* WHAT YOU ARE ASKED TO DO: Report each line below that carries the word "public".
···
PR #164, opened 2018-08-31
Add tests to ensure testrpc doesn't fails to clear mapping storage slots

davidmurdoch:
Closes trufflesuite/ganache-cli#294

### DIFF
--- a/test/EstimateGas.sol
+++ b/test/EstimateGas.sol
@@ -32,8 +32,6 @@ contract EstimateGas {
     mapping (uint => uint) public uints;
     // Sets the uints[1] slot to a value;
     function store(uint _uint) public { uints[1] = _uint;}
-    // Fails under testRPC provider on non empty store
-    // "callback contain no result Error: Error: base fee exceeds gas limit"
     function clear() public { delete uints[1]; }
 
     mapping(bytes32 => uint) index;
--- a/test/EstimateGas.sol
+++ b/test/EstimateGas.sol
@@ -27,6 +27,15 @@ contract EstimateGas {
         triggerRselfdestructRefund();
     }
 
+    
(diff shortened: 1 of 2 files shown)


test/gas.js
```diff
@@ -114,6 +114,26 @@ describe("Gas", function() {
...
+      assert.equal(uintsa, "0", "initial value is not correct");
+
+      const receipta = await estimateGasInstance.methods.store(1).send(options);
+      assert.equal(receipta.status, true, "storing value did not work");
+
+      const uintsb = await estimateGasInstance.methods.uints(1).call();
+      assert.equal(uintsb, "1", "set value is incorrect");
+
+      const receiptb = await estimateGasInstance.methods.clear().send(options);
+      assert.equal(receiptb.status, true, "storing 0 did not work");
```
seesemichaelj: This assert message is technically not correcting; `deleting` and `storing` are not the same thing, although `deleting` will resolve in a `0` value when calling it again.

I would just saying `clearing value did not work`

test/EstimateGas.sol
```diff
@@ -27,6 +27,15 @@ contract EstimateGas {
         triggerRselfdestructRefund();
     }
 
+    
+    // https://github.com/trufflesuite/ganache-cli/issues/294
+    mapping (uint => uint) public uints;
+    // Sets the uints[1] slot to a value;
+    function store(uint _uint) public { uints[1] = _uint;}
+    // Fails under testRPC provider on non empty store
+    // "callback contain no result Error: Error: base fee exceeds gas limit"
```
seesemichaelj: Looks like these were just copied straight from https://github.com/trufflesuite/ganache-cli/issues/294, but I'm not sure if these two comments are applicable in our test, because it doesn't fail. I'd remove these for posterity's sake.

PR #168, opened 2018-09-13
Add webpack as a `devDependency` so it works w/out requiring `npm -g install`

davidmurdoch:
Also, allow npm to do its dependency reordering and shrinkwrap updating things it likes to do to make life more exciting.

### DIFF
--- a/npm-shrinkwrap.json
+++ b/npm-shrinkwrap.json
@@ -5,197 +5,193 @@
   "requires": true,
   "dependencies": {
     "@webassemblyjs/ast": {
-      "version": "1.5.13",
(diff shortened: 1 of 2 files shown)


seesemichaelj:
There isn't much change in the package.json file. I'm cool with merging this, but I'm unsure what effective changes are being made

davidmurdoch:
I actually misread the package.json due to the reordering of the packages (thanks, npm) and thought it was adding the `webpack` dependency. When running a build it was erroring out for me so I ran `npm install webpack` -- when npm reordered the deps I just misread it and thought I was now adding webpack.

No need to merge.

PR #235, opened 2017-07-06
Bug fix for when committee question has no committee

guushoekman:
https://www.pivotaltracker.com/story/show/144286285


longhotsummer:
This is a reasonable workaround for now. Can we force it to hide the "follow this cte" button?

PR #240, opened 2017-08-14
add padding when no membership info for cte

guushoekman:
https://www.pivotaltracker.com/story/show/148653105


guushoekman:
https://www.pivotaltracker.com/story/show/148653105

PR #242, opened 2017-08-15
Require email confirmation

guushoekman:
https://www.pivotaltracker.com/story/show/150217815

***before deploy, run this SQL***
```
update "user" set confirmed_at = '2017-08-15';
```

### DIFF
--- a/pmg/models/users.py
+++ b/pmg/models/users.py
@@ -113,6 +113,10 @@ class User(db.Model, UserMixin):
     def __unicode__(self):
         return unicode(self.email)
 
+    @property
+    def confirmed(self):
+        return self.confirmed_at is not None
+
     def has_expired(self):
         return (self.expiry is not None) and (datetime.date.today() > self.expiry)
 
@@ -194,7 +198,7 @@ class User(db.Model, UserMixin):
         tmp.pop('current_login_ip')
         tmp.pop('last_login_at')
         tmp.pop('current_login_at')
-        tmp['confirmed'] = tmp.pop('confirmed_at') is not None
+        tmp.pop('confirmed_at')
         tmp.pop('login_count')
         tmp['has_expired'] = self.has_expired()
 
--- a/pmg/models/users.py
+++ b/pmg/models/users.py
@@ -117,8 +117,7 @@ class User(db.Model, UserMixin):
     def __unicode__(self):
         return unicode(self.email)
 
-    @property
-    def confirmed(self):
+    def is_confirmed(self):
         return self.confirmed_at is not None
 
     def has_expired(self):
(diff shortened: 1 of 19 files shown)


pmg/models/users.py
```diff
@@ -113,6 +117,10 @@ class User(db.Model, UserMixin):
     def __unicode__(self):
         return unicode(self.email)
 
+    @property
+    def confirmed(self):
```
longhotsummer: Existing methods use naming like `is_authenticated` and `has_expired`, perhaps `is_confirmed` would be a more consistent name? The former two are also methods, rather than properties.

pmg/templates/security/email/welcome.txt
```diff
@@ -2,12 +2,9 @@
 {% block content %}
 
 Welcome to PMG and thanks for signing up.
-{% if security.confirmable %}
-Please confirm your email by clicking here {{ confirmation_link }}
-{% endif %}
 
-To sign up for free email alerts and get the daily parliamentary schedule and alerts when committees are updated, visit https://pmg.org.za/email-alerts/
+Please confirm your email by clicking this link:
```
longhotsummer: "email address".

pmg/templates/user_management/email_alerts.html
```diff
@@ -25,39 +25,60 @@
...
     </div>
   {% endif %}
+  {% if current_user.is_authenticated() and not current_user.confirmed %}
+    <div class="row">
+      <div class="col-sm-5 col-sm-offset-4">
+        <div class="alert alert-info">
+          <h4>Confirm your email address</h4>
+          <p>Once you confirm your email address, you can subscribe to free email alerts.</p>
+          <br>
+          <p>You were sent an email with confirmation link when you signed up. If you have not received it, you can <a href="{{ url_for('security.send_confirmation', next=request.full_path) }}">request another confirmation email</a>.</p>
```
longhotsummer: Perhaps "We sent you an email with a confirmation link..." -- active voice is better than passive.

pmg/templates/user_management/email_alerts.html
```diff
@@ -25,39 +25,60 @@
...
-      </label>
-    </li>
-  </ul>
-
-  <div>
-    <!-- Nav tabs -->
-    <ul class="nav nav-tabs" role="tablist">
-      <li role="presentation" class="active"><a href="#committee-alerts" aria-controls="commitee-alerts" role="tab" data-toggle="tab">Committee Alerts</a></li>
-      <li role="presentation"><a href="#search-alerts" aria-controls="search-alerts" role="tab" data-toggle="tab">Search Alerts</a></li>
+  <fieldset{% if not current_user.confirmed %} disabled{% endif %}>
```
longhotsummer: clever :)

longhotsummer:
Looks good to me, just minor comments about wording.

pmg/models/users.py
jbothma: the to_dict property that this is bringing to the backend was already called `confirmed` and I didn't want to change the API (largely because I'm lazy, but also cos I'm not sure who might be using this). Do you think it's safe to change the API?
···
* SOLUTION FOR THIS PROBLEM:
     mapping (uint => uint) public uints;
     function store(uint _uint) public { uints[1] = _uint;}
     function clear() public { delete uints[1]; }
+    mapping (uint => uint) public uints;
+    function store(uint _uint) public { uints[1] = _uint;}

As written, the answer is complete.